The Limits of State Action

Wilhelm von Humboldt, born Potsdam 1767, died Tegel 1835.

Humboldt's work on the self-development of man and the role of the state argues that a state seeking to provide for more then the physical safety of its citizens will inevitably destroy the freedom and the creativity of individuals. The only source of progress in a liberal society is the free interaction of free people. In Humboldt's view human beings strive for self-cultivation within society and require a free society for their full development.

Go on. Read it. You know you should. You might even want to.

5 comments:

Sackerson said...

You would make Humboldt Current again?

hatfield girl said...

Yes, S.

(Why do I feel like an angel on a surfboard and that you are a first glimpse of a circling shark?)

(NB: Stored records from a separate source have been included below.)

PR #2218, opened 2024-02-22
add quadrature order in sensor gaussian class

thomas-saigre:
/cc @prudhomm

-----

### DIFF
--- a/feelpp/feel/feeldiscr/sensors.hpp
+++ b/feelpp/feel/feeldiscr/sensors.hpp
@@ -249,9 +249,10 @@ public:
     {
         auto v = this->space()->element();
         auto phi = this->phiExpr( mpl::int_< space_type::nDim >() );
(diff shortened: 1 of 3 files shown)


thomas-saigre:
Here are some results of what has changed thanks to these modifications. I'm solving the equation $-\Delta u = f$ where a Gaussian sensor gives $f$, with Dirichlet boundary conditions I'm solving this equation for various orders of discretization (from 1 to 6).
Before the addition of quadrature order inside the computation of the sensor, we noticed that the quadrature error was too great and therefore lost the amelioration due to higher order of discretization:
Capture d’écran du 2024-02-29 09-21-16
On the other hand, with a higher order of quadrature, we see improvement.
Capture d’écran du 2024-02-29 09-22-45
**Note:** we reach the machine error for $p\geqslant 4$

prudhomm (approved):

Bagsy no discussion in German, should you honour us with your thoughts, as all my German books are in Florence and I am in the country.

Anonymous said...

Sackerson, PLEASE.

It's Friday morning and we don't need puns like that.

Sackerson said...

Anon - sorry, it was too tempting. HG - No shark I. To which of Humboldt's works do you refer, seeing that he wrote a lot of natural history and cosmology?

hatfield girl said...

And he taught Mme de Stael German, S.
To quote Burrow quoting Madame:

'Mme de Stael, obviously assuming, reasonably enough, that she had met them all, called him simply "la plus grande capacite de l'Europe". Schiller found him 'the ideal balance of reason and emotion..'

So I thought he was a good bet for learning German. But he turned out o be the bees knees for just about every idea in his day. Which was quite a day.